One problem with pollutants is that they become more concentrated as they move along a food chain. A lake may contain only moderate levels of the pesticide DDT. But the tiny invertebrates in that lake may concentrate the pesticide 100 times. However, still greater concentrations are accumulated and stored in the fatty tissue of the fish that feed on the small invertebrates. By the time the DDT reaches the birds that feed on the fish. Its levels are many thousands of times greater than in the lake.

Pollution and Ecosystem

Pollution of ecosystems by elemental metals such as lead, and mercury has been well documented. These substances have been particularly devastating to higher-level predators. These include not only large wild carnivores but human beings as well.

Lead Pollution and Its Effect on Ecosystem

Lead belongs to the class of heavy metals that tend to interact with and precipitate protein. Tissues like the brain and cells like erythrocytes are particularly sensitive to the effects of lead. Among the symptoms of lead poisoning are weakness and muscle tremors. Furthermore, its interference with thought processes, impaired transport of oxygen by erythrocytes, and nerve destruction. Lead moves into communities through its presence in gasoline.

Combustion of leaded gasoline tends to spew compounds of lead into the atmosphere. Most cars manufactured today are required to use lead-free gasoline, and the atmospheric contamination by lead has considerably abated. At one time lead-based paints were used extensively. However, these are no longer manufactured. Children chewing on paint in old apartments and homes may contract lead poisoning.

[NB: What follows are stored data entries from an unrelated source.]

Issue #2911, opened 2026-08-24
feat(audit): emit structured gateway control-plane mutation events


krishicks:
## User Story

As a security or compliance owner, I want every state-changing gateway operation and system-driven mutation recorded as a structured audit event, so that I can determine who changed what, when it changed, and what outcome OpenShell produced.

## Problem Statement

OpenShell emits structured OCSF events for sandbox behavior and exports gateway operational spans, but it does not have a comprehensive audit record for gateway control-plane mutations. Operations involving sandboxes, workspaces, providers, credentials, policies, settings, inference routes, and other managed resources can change state without producing a consistent record containing the authenticated actor and terminal outcome. Background work such as reconciliation or credential rotation has no request actor and can be invisible.

Existing issues own adjacent surfaces:

- #2762 owns external export of OCSF events from the gateway.
- #2642 owns telemetry relay buffering, backpressure, and drop accounting.
- #2640 owns OCSF and OpenTelemetry trace correlation fields.
- #1933 owns a client-facing event subscription and replay surface.

This issue owns production and coverage of the gateway audit events that those export and subscription surfaces can consume. It extracts the non-overlapping control-plane audit scope from #2892 and sits under the enterprise observability umbrella in #1055.

## Impact / Why This Matters

Operators cannot reliably answer questions such as who deleted a sandbox, whether a credential rotation was user-initiated or automatic, or whether a policy mutation failed or made no change. Their current workaround is to correlate ordinary process logs, request traces, and database state after the fact. Those sources are not a stable audit contract, do not consistently identify the authenticated actor or system job, and may never record the mutation outcome.

This prevents reliable incident reconstruction and forces external integrations to infer authoritative state changes from implementation-specific log text.

## Proposed Design

OpenShell should publish a documented, versioned catalog of security-relevant gateway mutations and emit one structured terminal audit event for each operation attempt. The externally observable record should include:

- the operation and resource type, with stable resource identifiers when available;
- the authenticated actor derived from the trusted request context, or a defined system actor for background work;
- an explicit outcome that distinguishes a state change, a successful no-op, a rejection, and an internal failure without changing the API's existing semantics;
- the request or correlation identifier and trace identifiers when available;
- a timestamp and severity suitable for filtering; and
- redacted metadata sufficient to investigate the change without exposing credential-shaped values.

[...]

Issue #2762, opened 2026-08-15
feat(observability): OCSF event export from gateway to external SIEM destinations


zanetworker:
## User Story

As a security or platform operator running OpenShell in production, I want the gateway to export OCSF security events to an external SIEM or log aggregator so that sandbox activity appears in my existing security operations workflows without a custom intermediary.

## Problem Statement

OpenShell already relays OCSF events from the sandbox supervisor to the gateway via the `PushSandboxLogs` gRPC RPC. The gateway collects them in an in-memory `TracingLogBus` (a 2000-line ring buffer per sandbox) and makes them available through `openshell logs` and `WatchSandbox`. The relay chain ends there. No mechanism exists to export events from the gateway to an external destination such as a SIEM, log aggregator, or persistent store.

As a result, operators must build and maintain an external bridge that reads from `openshell logs` output and forwards it. A PoC confirmed this path works (parsing the shorthand text stream and forwarding to Splunk HEC), but it is a workaround: the bridge must stay running alongside the gateway, re-parses already-structured events from their text representation, and provides no backpressure or delivery guarantees.

## Impact / Why This Matters

Without a native export surface, OCSF events are ephemeral. They exist only in the gateway's in-memory buffer for the lifetime of the sandbox and are not retained after `bus.remove()` is called. For security compliance workflows — including incident investigation, SAFE evidence preservation, and audit reporting — events that exist only in memory are not evidence.

The `openshell logs` workaround requires a persistent sidecar process with its own failure mode, adds an unnecessary parse-and-reserialize step on already-structured data, and cannot provide delivery guarantees or backpressure signaling. It also ties export behavior to the CLI interface rather than the gateway's operational configuration.

The gateway already holds all OCSF events from all sandboxes. It is the correct place to export them.

## Proposed Design

Add a configurable OCSF export destination to the gateway. The minimal viable form is a structured log file or a configurable HTTP endpoint (Splunk HEC, OpenSearch, or a generic webhook):

```toml
[openshell.gateway.ocsf_export]
destination = "http://splunk-hec:8088/services/collector"
token_file  = "/etc/openshell/hec-token"
format      = "jsonl"          # jsonl | splunk_hec
batch_size  = 100
flush_ms    = 500
```

[...]

PR #3264, opened 2026-09-10
feat(server): write gateway OCSF events to JSONL

krishicks:
Previously, gateway security activity was available only in diagnostic output, and there was no independent record of events that were not associated with a sandbox, such as TLS certificate reloads.

Now, configuring `openshell.gateway.ocsf_log` with a path writes every gateway-produced OCSF record to that JSONL file, independently of `RUST_LOG`. Records identify the gateway as their producer and report the gateway operating system even when they describe activity associated with a sandbox. By default, the file rotates daily in UTC, retains seven rotated files, and buffers up to 10,000 records or 16 MiB.

This means an external shipper can tail one file per gateway replica and own remote delivery or SIEM conversion. The file is best-effort: queue overflow and write failures discard records, failed writes are not retried, and warnings and metrics report known failures without stopping sandbox operation.

This does not include enabling configuration in helm; that will come in a subsequent PR.

## Related Issue

* #2762
* #2911

This PR is plumbing that paves the way for 2762 and 2911 to be implemented
 
## Testing

## Checklist


docs/observability/ocsf-json-export.mdx
pimlock, line 160: Should we have a version compatibility option for gateway OCSF as well? Probably yes, so both the gateway and sandbox produced logs can be consumed. It could be a follow up.

crates/openshell-ocsf/src/objects/device.rs
```diff
@@ -55,6 +55,28 @@ impl Device {
...
+    /// Create the device for a gateway replica.
+    #[must_use]
+    pub fn gateway(hostname: &str, name: &str) -> Self {
+        Self {
+            hostname: hostname.to_string(),
+            type_id: DeviceTypeId::Server,
+            type_label: DeviceTypeId::Server.to_string(),
+            name: Some(name.to_string()),
+            // Keep the replica identity opaque rather than encoding multiple fields in the UID.
+            uid: Some(hostname.to_string()),
```
pimlock, line 68: Could `device.uid` include the gateway installation identity as well as the replica hostname? Hostnames such as `openshell-gateway-0` can repeat across namespaces or clusters, so a SIEM aggregating multiple installations may merge distinct gateways under one device UID. For example, deriving the UID from both `name` and `hostname`—or omitting it when global uniqueness cannot be guaranteed—would better preserve the field’s uniqueness contract.

docs/observability/ocsf-json-export.mdx
krishicks: I hadn't realized that was merged; I'm going to look into this more.

krishicks: This has been added to the gateway config.

crates/openshell-ocsf/src/objects/device.rs
krishicks: Addressed. Gateway OCSF records now use the operator-configured gateway installation name for device.uid and device.name, while device.hostname identifies the individual replica. This prevents repeated replica hostnames such as openshell-gateway-0 from colliding when installations have distinct configured names, while intentionally keeping all HA replicas under one logical installation UID. Added tests for both identical hostnames across distinct installations and distinct replica hostnames within one installation. The documentation also notes that the default name is not globally unique and that installations feeding the same collector must use distinct names.

elezar:
I think there is one remaining merge blocker: policy approval audit events do not reach the new gateway OCSF JSONL sink.

`emit_gateway_policy_audit_log` and `emit_gateway_policy_auto_approve_audit_log` still reduce the `OcsfEvent` to shorthand and emit a plain `info!(target: OCSF_TARGET, ...)` record (`crates/openshell-server/src/grpc/policy.rs:265-324`). The new `CaptureLayer` only collects an event when `openshell_ocsf::clone_current_event()` returns the structured thread-local value set by `ocsf_emit!` (`crates/openshell-server/src/ocsf_log.rs:228-237`). For these two legacy emission paths it returns `None`, so policy decisions are silently absent from JSONL, without a drop metric or warning.

That conflicts with the documented contract that the sink captures gateway-produced OCSF records and is especially significant because approval/auto-approval decisions are audit-relevant. Could these paths retain/build the structured event and emit it through `ocsf_emit!`, with a regression test proving both policy decision variants reach the configured JSONL sink?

Mercury Pollution and Its Effect on Ecosystem

It has also drawn the interest of historians. Mercury salts used by hatters in France to soften their felts were believed to have caused some nerve damage. Many hatters supposedly were irritable and developed symptoms of nervous disorder as a result of slow mercury poisoning. The image of the mad hatter, a character in Alice in Wonderland, springs from that historical perception. Some skeptics have challenged the authenticity of such reports in recent years. However, mercury salts from industrial wastes in Minamata Bay (Japan) have been shown to have killed many citizens who ate contaminated shellfish.

Eutrophication Affecting Ecosystems

Eutrophication involves too much of a good thing. An overabundance of nutrients is provided in the waters of a river or lake. It is stimulating overgrowth of phytoplankton or algae. This floral population soon reaches a density at which vital gases and nutrients are used up. The overgrown “blooms” produce toxins and die as an unpleasant rotting mass. Eutrophication, although rooted in the concept of excessive nutrient levels. It may also be caused by a rise in water temperature.

Insert picture Eutrophication

However, usually due to the dumping of hot effluents by factories. The increased temperature may speed up activity within the algal community and produce overgrowth. The result is the same as that brought on by an excess of nutrients. Eutrophication may also involve the overgrowth of larger plants such as weeds or water lilies. In lakes used for recreational purposes such overgrowth of weeds may cause economic hardship to those dependent on tourists or summer residents for their livelihood.